(Data for this task)
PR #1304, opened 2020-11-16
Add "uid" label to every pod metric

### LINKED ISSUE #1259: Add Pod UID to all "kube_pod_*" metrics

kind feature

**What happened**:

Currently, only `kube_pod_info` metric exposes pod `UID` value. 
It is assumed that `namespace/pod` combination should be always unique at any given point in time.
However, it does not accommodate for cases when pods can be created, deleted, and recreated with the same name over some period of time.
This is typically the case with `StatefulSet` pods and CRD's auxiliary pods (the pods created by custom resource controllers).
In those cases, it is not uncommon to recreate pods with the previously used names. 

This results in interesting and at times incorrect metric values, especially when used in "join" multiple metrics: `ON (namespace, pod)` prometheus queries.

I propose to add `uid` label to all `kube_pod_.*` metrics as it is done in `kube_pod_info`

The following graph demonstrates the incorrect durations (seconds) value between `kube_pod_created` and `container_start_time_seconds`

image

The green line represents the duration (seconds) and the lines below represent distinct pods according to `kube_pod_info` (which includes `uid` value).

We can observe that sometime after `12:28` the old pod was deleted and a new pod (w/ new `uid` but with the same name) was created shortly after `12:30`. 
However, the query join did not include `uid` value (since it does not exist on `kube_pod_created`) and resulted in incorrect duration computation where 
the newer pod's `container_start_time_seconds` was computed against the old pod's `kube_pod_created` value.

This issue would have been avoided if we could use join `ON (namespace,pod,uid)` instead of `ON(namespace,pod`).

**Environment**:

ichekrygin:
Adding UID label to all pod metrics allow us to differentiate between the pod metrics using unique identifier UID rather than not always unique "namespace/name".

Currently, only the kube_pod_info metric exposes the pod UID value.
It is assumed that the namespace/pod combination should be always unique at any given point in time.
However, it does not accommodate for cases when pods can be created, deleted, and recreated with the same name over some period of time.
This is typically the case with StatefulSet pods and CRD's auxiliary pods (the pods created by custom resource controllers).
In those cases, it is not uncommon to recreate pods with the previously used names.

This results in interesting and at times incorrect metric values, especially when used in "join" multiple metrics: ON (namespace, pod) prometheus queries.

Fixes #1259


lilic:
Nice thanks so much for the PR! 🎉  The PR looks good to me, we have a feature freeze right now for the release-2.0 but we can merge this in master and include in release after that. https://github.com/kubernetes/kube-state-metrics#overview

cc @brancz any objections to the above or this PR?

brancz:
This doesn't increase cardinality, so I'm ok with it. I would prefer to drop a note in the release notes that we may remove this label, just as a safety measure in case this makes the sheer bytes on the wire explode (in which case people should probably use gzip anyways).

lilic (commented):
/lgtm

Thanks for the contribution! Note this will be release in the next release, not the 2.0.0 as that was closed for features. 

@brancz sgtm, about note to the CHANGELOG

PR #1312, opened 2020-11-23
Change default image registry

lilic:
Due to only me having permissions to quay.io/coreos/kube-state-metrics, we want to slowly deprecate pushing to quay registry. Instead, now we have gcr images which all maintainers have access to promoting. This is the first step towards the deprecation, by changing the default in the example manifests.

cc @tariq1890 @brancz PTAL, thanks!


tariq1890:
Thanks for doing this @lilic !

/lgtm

(Task details) Reproduce, please, every line of the records above without alteration.

(Answer area)
PR #1304, opened 2020-11-16
Add "uid" label to every pod metric

### LINKED ISSUE #1259: Add Pod UID to all "kube_pod_*" metrics

kind feature

**What happened**:

Currently, only `kube_pod_info` metric exposes pod `UID` value. 
It is assumed that `namespace/pod` combination should be always unique at any given point in time.
However, it does not accommodate for cases when pods can be created, deleted, and recreated with the same name over some period of time.
This is typically the case with `StatefulSet` pods and CRD's auxiliary pods (the pods created by custom resource controllers).
In those cases, it is not uncommon to recreate pods with the previously used names. 

This results in interesting and at times incorrect metric values, especially when used in "join" multiple metrics: `ON (namespace, pod)` prometheus queries.

I propose to add `uid` label to all `kube_pod_.*` metrics as it is done in `kube_pod_info`

The following graph demonstrates the incorrect durations (seconds) value between `kube_pod_created` and `container_start_time_seconds`

image

The green line represents the duration (seconds) and the lines below represent distinct pods according to `kube_pod_info` (which includes `uid` value).

We can observe that sometime after `12:28` the old pod was deleted and a new pod (w/ new `uid` but with the same name) was created shortly after `12:30`. 
However, the query join did not include `uid` value (since it does not exist on `kube_pod_created`) and resulted in incorrect duration computation where 
the newer pod's `container_start_time_seconds` was computed against the old pod's `kube_pod_created` value.

This issue would have been avoided if we could use join `ON (namespace,pod,uid)` instead of `ON(namespace,pod`).

**Environment**:

ichekrygin:
Adding UID label to all pod metrics allow us to differentiate between the pod metrics using unique identifier UID rather than not always unique "namespace/name".

Currently, only the kube_pod_info metric exposes the pod UID value.
It is assumed that the namespace/pod combination should be always unique at any given point in time.
However, it does not accommodate for cases when pods can be created, deleted, and recreated with the same name over some period of time.
This is typically the case with StatefulSet pods and CRD's auxiliary pods (the pods created by custom resource controllers).
In those cases, it is not uncommon to recreate pods with the previously used names.

This results in interesting and at times incorrect metric values, especially when used in "join" multiple metrics: ON (namespace, pod) prometheus queries.

Fixes #1259


lilic:
Nice thanks so much for the PR! 🎉  The PR looks good to me, we have a feature freeze right now for the release-2.0 but we can merge this in master and include in release after that. https://github.com/kubernetes/kube-state-metrics#overview

cc @brancz any objections to the above or this PR?

brancz:
This doesn't increase cardinality, so I'm ok with it. I would prefer to drop a note in the release notes that we may remove this label, just as a safety measure in case this makes the sheer bytes on the wire explode (in which case people should probably use gzip anyways).

lilic (commented):
/lgtm

Thanks for the contribution! Note this will be release in the next release, not the 2.0.0 as that was closed for features. 

@brancz sgtm, about note to the CHANGELOG

PR #1312, opened 2020-11-23
Change default image registry

lilic:
Due to only me having permissions to quay.io/coreos/kube-state-metrics, we want to slowly deprecate pushing to quay registry. Instead, now we have gcr images which all maintainers have access to promoting. This is the first step towards the deprecation, by changing the default in the example manifests.

cc @tariq1890 @brancz PTAL, thanks!


tariq1890:
Thanks for doing this @lilic !

/lgtm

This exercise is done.